[Dataset entries]

Issue #881, opened 2026-09-02
Arrow import ignores the file's declared Int/Float/FixedSizeBinary/Decimal parameters


jdatcmd:
## What is unchecked

`imp_apply_field` in `src/columnar_arrow.c` inspects exactly three Arrow type tags — `Date`,
`Time` and `Timestamp` — with `default: break` for everything else. So on import the file's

- What you are asked to do
Repeat exactly, and only, the lines from the line containing "## What is unchecked" through the last line of the records above, both included.

- Answer for this exercise
## What is unchecked

`imp_apply_field` in `src/columnar_arrow.c` inspects exactly three Arrow type tags — `Date`,
`Time` and `Timestamp` — with `default: break` for everything else. So on import the file's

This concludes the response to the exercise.